The Two-Parent Privilege
– By Howard Sierer –
Stay in school. Graduate from high school. Get married and stay married. Then have children. If more of today’s young people would follow this advice, many of society’s ills would be dramatically lessened.
Economist Melissa Kearney’s new book, The Two-Parent Privilege: How Americans Stopped Getting Married and Started Falling Behind, examines how fragmentation of the ordinary American family drives modern inequality. “It is not only that lacking two parents makes it harder for some kids to go to college and lead a comfortable life…it also undermines social mobility and perpetuates inequality across generations.”
I am pleasantly surprised to see a liberal like Kearney – who is associated with the liberal Brookings Institution – willing to attribute societal problems in no small part to family structure. In contrast, the current liberal narrative blames the rise in single-parent households on globalization and automation that have reduced opportunities for working-class men without college degrees who then leave their families.
According to Kearney, 63% of American children lived with married parents in 2019, down from 77% in 1980. What’s more, 29% of children whose mothers don’t have a college degree and 30% of children whose mothers lack a high school degree were without a second parent in their home.
She emphasizes that cohabitation outside of marriage does not explain the drop in married mothers. Nor is the dramatic shift in marriage rates a reflection of college-educated and economically independent women raising children alone.

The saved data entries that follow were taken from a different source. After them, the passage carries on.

PR #32214, opened 2021-01-30
[4.0] Fixing series of Docblocks and mapped class inheritances

Hackwar:
I ran https://psalm.dev/ over our codebase and fixed a few of the reported issues. This replaces the old class names with the new namespaced ones in a few docblocks and also changes the parent classes from a few classes from the old (mapped) names to the new namespaced ones.


wilsonge:
Thanks!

Instead, the decline is concentrated among society’s lower classes while the college-educated are marrying at significantly higher rates.

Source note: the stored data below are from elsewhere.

PR #32208, opened 2021-01-30
[4.0] Use Web Asset manager for bootstrap

dgrammatiko:
Pull Request for Issue # .

### Summary of Changes

Define and properly use the javascript files for Bootstrap

### Testing Instructions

Trends suggest that despite the welcome drop in teen pregnancy – a major issue in the 1980s and 1990s – the rise in single-mother households and overall decline in marriage have persisted despite that success. Kearney writes that in 2019, almost half of all U.S. babies were born to unwed mothers, up from just five percent in 1960.
Over 20% of these unpartnered mothers live in poverty. The erosion of marriage – not just because it is a cultural norm, but because it allows parents to share resources, mutually support engaged parenting, and foster opportunities for young children – has contributed mightily to America’s widening socioeconomic disparities.
The increasing number of single-parent families traps whole neighborhoods in cycles of fracture and despair. In contrast, neighborhoods with significant numbers of two-parent homes boost community stability and have been especially beneficial for black neighborhoods. Drawing on recent studies, Kearney writes that two-parent families not only provide a foundation for a child’s future success, but that the strong, steady presence of black fathers increases healthy outcomes and economic prospects for other local black boys as well.
Kearney highlights unambiguous data that shows that the benefits that flow to children in two-parent homes cannot be duplicated easily through welfare programs. Illustrating her point, Kearney notes that in Denmark – an exemplar of the kind social democratic welfare policies many progressives wish to emulate – “the influence of family background on many child outcomes is about as strong as it is in the US.” At the very least, this suggests that even radical welfare reforms cannot substitute for household and neighborhood societal factors that promote stable families and limit harmful outcomes later in life.
Many progressives will find it uncomfortable to agree with social conservatives who have long supported what seems intuitive and natural to many Americans: healthy, productive and hopeful lives are, for the most part, linked to stable two-parent homes, typically bound by marriage.